Its purpose was routine - enabling Chainlink OEV wrapper contracts across Moonwell's core markets on Base and Optimism, a standard infrastructure upgrade to capture oracle extractable value. One configuration was wrong.

cbETH is a liquid staking token. One cbETH buys you roughly 1.12 ETH, the extra reflecting accumulated staking rewards.

To price it in dollars, you multiply that ratio by the ETH/USD price. It's two numbers. One multiplication.

The deployed oracle skipped the second number entirely, treating the cbETH/ETH ratio - 1.12 - as a dollar value. An asset trading at $2,200 was suddenly reported at $1.12. A 99.9% discount, live on-chain, open to anyone watching.

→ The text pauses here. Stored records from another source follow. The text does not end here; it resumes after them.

PR #4241, opened 2025-07-01
Fix: Pressing edit GUI keybind while searching in REI

mariethepolarfox:
## What
Fixes opening the GUI Editor when pressing the edit keybind while searching the REI searchbar.

## Changelog Fixes
+ Fixed Edit GUI keybind in REI search. - Helium9


NopoTheGamer:
why dont we just prevent the key event from being posted if its focused?

mariethepolarfox:
> why dont we just prevent the key event from being posted if its focused?

Thats a really good Idea I havent thought about that. Will change ^^

NopoTheGamer:
you should also split this into some sort of compat method like how we have the same thing for neu

PR #4243, opened 2025-07-01
Feature: Coral Fish Helper

CalMWolfs:
What
A basic helper for the fish collection at the coral npc on galatea.

<details>
<summary>Images</summary>

image

</details>

## Changelog New Features
+ Added Coral Fish Helper. - CalMWolfs
    * Shows missing fishes for the NPC, sorted by price.


DavidArthurCole (approved):
image

Is there a reason we're doing yellow `$` instead of gold coins formatting here? Otherwise LGTM.

CalMWolfs:
> Is there a reason we're doing yellow `$` instead of gold coins formatting here? Otherwise LGTM.

I knew something looked weird but I couldn't work it out, should be fixed now 😭

DavidArthurCole:
> I knew something looked weird but I couldn't work it out, should be fixed now 😭

Probably pedantic, and might be not worth changing, but in general I think the `$` does make it look weird (or at least stand out from others), as we generally for profit trackers either use the word "coin[s]" or rely on the gold color to imply it - but I'm good either way.

NopoTheGamer:
> > I knew something looked weird but I couldn't work it out, should be fixed now 😭
> 
> Probably pedantic, and might be not worth changing, but in general I think the `$` does make it look weird (or at least stand out from others), as we generally for profit trackers either use the word "coin[s]" or rely on the gold color to imply it - but I'm good either way.

we shouldnt use the dollar symbol as they arent dollars

PR #4245, opened 2025-07-01
Fix: Hotx

DavidArthurCole:
## What
i hate the jvm. pretty sure there's no way to make an enum class have a delegated repo pattern because enum classes can't extend anything except for interfaces. so fuck it we revert.

## Changelog Fixes
+ Fixed HotM/HotF errors. - Daveed


hannibal002 (changes requested):
you mean hotf and not hotx, right?
image

PR #4246, opened 2025-07-01
Backend: InventoryDetector `inventoryClose`

DavidArthurCole:
## What
Same thing as the `inventoryOpen` param, but for close. Seems like a lot of inventory management classes could use it.

+ Added `inventoryClose` param to InventoryDetector. - Daveed


CalMWolfs (approved):

DavidArthurCole:
Given the change to `openInventory` to make it the event instead of the inv name, I've done the same with the new `closeInventory` here.

PR #4083, opened 2025-06-15
Improvement: Pet Display V2

DavidArthurCole:
## Dependencies
- https://github.com/hannibal002/SkyHanni/pull/4068
- https://github.com/hannibal002/SkyHanni/pull/4082
- https://github.com/hannibal002/SkyHanni/pull/4114
- https://github.com/hannibal002/SkyHanni/pull/4101
- https://github.com/NopoTheGamer/SkyHanni/pull/13
- https://github.com/hannibal002/SkyHanni/pull/4116
- https://github.com/hannibal002/SkyHanni/pull/4233
- https://github.com/hannibal002/SkyHanni/pull/4249
- https://github.com/hannibal002/SkyHanni/pull/4261
- https://github.com/hannibal002/SkyHanni/pull/4428
- https://github.com/hannibal002/SkyHanni/pull/4454

## What
Completely overhauls the Current Pet Display, and makes it prettier and more customizable, combining the best parts of the other mods' pet displays into one solution.

[Diff between this PR and the PetApi branch](https://github.com/DavidArthurCole/SkyHanni/compare/backend/pet-api-v3...DavidArthurCole:SkyHanni:feat/pet-display-v2)

## Changelog Improvements
+ Completely overhauled current pet display. - Daveed.
    * Pet icon display ("SBE-style"), supports animated skins & spinning.
    * Pet text display ("NEU-style"), can be placed abstractly next to/above/below the icon.
    * Each aspect of the pet display is toggleable and very configurable.

PR #4249, opened 2025-07-02
Fix; AnimatedItemStackRenderable Out of Frame

DavidArthurCole:
## What
Fixed issues with the animated item stack renderable that were causing bounces to go out of the top of the frame. Also pulled the animation stuff out of #4083 while I was here.

exclude_from_changelog


DavidArthurCole:
I think I will be splitting up pet display v2 into 10 +100/-20 PRs until hanni doesn't even realize that's what he's merging anymore 🙏

PR #4253, opened 2025-07-02
Backend: Performance update for bazaar order helper

hannibal002:
## What
instead of checking all items in the bz order menu every frame against multiple mixins, we now only do so once on inventory open.
Also using inventory detector to cache the inventory name.
Also changed the backend of inventory detector to pass the inventory open event over to the parameter.

+ Added caching to BZ Order Helper. - hannibal2


CalMWolfs (approved):
This should also fix a problem I had in something else

hannibal002:
> This should also fix a problem I had in something else

do you remember what problem exactly? can add to the changelog then

CalMWolfs:
> do you remember what problem exactly? can add to the changelog then

its a thing in an open pr so no need

PR #363, opened 2020-03-25
Use CancellationToken where it should

woksin:
┆Issue is synchronized with this [Asana task](https://app.asana.com/0/1140654762299587/1168319876794588)


dolittle-unito:
➤ Einar Ingebrigtsen commented:

I pulled this in - couldn't see anything fundamentally flawed here and also we're doing the holistic code-review, hoping we're catching the big issues from that.

PR #366, opened 2020-04-03
Improve event horizon subscription + simplifications

woksin:
Based off the grpc contracts from this PR https://github.com/dolittle-runtime/Contracts/pull/13 
This PR attempts to simplify the event horizon subscription process, mostly on the consumer runtime side of things. It also simplifies across the board with classes related to the subscription services.

Uses Dolittle.Resilience for endlessly trying to connect/reconnect to producer runtimes

I discovered a problem when testing this. When killing the dotnet processes there are still some lingering processes related to the grpc connections that won't kill themselves. It may or may not be directly related to this new implementation. We need to look into it.

EDIT:
The commit https://github.com/dolittle-runtime/Runtime/pull/366/commits/ff1065e48b52c2cc84dc27386102457f4502b8fe fixes the problem mentioned above by properly disposing the consumer service server and properly dealing with cancellation tokens in the consumer client. I would though like a couple more eyes on it. @jakhog @einari. I've tested this implementation on with my testing scenario and it seems to give a quite stable reconnecting event horizon connection 

┆Issue is synchronized with this [Asana task](https://app.asana.com/0/1140654762299587/1169777311351456)


Source/Logging.Management/ILogManager.cs
```diff
@@ -12,14 +11,14 @@ namespace Dolittle.Runtime.Logging.Management
     public interface ILogManager
     {
         /// <summary>
-        /// Gets a <see cref="ObservableCollection{T}"/> of <see cref="JsonLogMessage">log messages</see>.
+        /// Gets a <see cref="ObservableCollection{T}"/> of <see cref="string">log messages</see>.
         /// </summary>
-        ObservableCollection<JsonLogMessage> Messages { get; }
+        ObservableCollection<string> Messages { get; }
```
woksin, line 16: We no longer have the JsonLogMessage construct in the fundamentals. This should perhaps be done in a better way, but can we roll with this for now? @einari @jakhog

jakhog:
We have not reviewed any file in Source/EventHorizon

PR #367, opened 2020-04-03
Runtime metrics

einari:
This adds metrics for event store. 
The following metrics, which are labeled for accuracy:

- CommittedEvents
- CommittedAggregateEvents
- UncommittedEvents
- UncommittedAggregateEvents
- FailedUncommittedEvents
- FailedUncommittedAggregateEvents

┆Issue is synchronized with this [Asana task](https://app.asana.com/0/1140654762299587/1169873769642248)


jakhog:
This is what I recall from our discussion on these metrics:

1. Uncommitted + Comitted + Failed is more than we need. Every uncommitted event either becomes a comitted event or fails, so the latter two should be enough.

2. The comitted aggregate events, are really building upon the normal events. So I think it would make sense that when incrementing aggregate events, both counters are incremented. We still have all the information to get back to number of non-aggregate-events committed if we want to, but I think the most interesting number is going to be the total number of evens. It is nice if we try to keep the calculation of the most relevant numbers in the code, that makes the job in terms of analysing and putting alert rules on the runtime monitoring system a lot easier.

3. There is quite a lot of labels on the metrics just now. I think we agreed to reduce them a bit. Unfortunately I don't remember exactly which ones we decided to keep...

joelhoisko:
I changed the target branch into master, merged our current stuff into this branch and then did 3 changes based on Jakobs suggestions:

1. Removed the `UncommittedEvents` metrics.
2. Removed the word `Uncommitted` from the failed event counters/methods etc. Or is it important that we keep the `Uncommitted` wording in there?
3. Made incrementing `CommittedAggregateEvents` also increase `CommittedEvents`.

woksin:
Is this PR ready for review now, @joelhoisko ?

Source/Events.Store/MetricsProvider.cs
```diff
@@ -0,0 +1,22 @@
...
+        /// <summary>
+        /// Initializes a new instance of the <see cref="MetricsProvider"/> class.
+        /// </summary>
+        /// <param name="metrics">basdasd.</param>
+        public MetricsProvider(IMetrics metrics)
+        {
+            _metrics = metrics;
+        }
+    }
+}
```
woksin, line 22: How is this class used?

joelhoisko: Is not, removed it 👍

Source/Events.Store/IMetrics.cs
```diff
@@ -0,0 +1,58 @@
...
+        /// </summary>
+        /// <param name="event">The <see cref="CommittedEvent"/> used for labelling.</param>
+        void IncrementCommittedEvents(CommittedEvent @event);
+
+        /// <summary>
+        /// Increment number of committed aggregate events and committed events based on an
+        /// event for labelling.
+        /// </summary>
+        /// <param name="event">The <see cref="CommittedAggregateEvent"/> used for labelling.</param>
+        void IncrementCommittedAggregateEvents(CommittedAggregateEvent @event);
```
woksin, line 56: The APIs on these should be similar IMO. Now the parameter for incrementing failed commits is plural while for non-failures its not. I suggest plural (Committed(Aggregate)Events, pretty sure we have a class for that?)

Source/Events.Store.MongoDB/EventStore.cs
```diff
@@ -75,6 +79,8 @@ public async Task<CommittedEvents> CommitEvents(UncommittedEvents events, Cancel
                                 cancel).ConfigureAwait(false);
                             committedEvents.Add(committedEvent);
                             eventLogSequenceNumber++;
+
+                            _metrics.IncrementCommittedEvents(committedEvent);
                         }
 
                         return new CommittedEvents(committedEvents);
```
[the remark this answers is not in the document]
woksin: And this is a transaction, so if one of the commit fails none of them goes through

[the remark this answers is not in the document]
joelhoisko: But it's in a for-loop and we do want to wait for the event to be committed fully until we increase the counter. If the `CommitEvent` method fails then we do not wan't to increment the counter, instead we catch the error later and increment the failed events counter.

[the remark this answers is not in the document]
woksin: Yes, and that's why putting it in the end will work. If it throws an exception it will not increase the committed counter, and if one of the commits in the transaction fails it will also not increment the committed counter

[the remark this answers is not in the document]
joelhoisko: Oh whoops, hadn't refreshed the page so didn't see your comment about the transaction. Was confused as I thought that it was possible for some of the events to succeed and some of them to fail.

Source/Events.Store/IMetrics.cs
```diff
@@ -45,14 +45,14 @@ public interface IMetrics
         /// <summary>
         /// Increment number of committed events based on an event for labelling.
         /// </summary>
-        /// <param name="event">The <see cref="CommittedEvent"/> used for labelling.</param>
-        void IncrementCommittedEvents(CommittedEvent @event);
+        /// <param name="event">The <see cref="CommittedEvents"/> used for labelling.</param>
+        void IncrementCommittedEvents(CommittedEvents @event);
```
woksin, line 49: plural 'events'
```suggestion
        /// <param name="events">The <see cref="CommittedEvents"/> used for labelling.</param>
        void IncrementCommittedEvents(CommittedEvents events);
```

Source/Events.Store/IMetrics.cs
```diff
@@ -45,14 +45,14 @@ public interface IMetrics
...
 
         /// <summary>
         /// Increment number of committed aggregate events and committed events based on an
         /// event for labelling.
         /// </summary>
-        /// <param name="event">The <see cref="CommittedAggregateEvent"/> used for labelling.</param>
-        void IncrementCommittedAggregateEvents(CommittedAggregateEvent @event);
+        /// <param name="event">The <see cref="CommittedAggregateEvents"/> used for labelling.</param>
+        void IncrementCommittedAggregateEvents(CommittedAggregateEvents @event);
```
woksin, line 56:
```suggestion
        /// <param name="events">The <see cref="CommittedAggregateEvents"/> used for labelling.</param>
        void IncrementCommittedAggregateEvents(CommittedAggregateEvents events);
```

joelhoisko:
Let's remember to update the first comment to adhere to our PR template when/if this gets pulled in.

woksin:
I hijacked this and made it updated for version 6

Liquidation bots were watching. They always are.

Within the same block, automated liquidators began targeting every cbETH-backed position on the protocol.

The math was simple: Repay a dollar of debt, seize a cbETH worth $2,200 in the real world.

Do it again. Do it a thousand times. By the time the damage was done, 1,096.317 cbETH had been stripped from borrowers - collateral wiped, positions left with residual debt they still owed, the protocol holding the bag on $1.78 million that was never coming back.

A smaller group of users moved in the other direction, exploiting the mispricing from the supply side - depositing minimal collateral, borrowing cbETH at the artificial price, and vanishing with the spread.

Two attack vectors, one broken number, one transaction window before anyone could react.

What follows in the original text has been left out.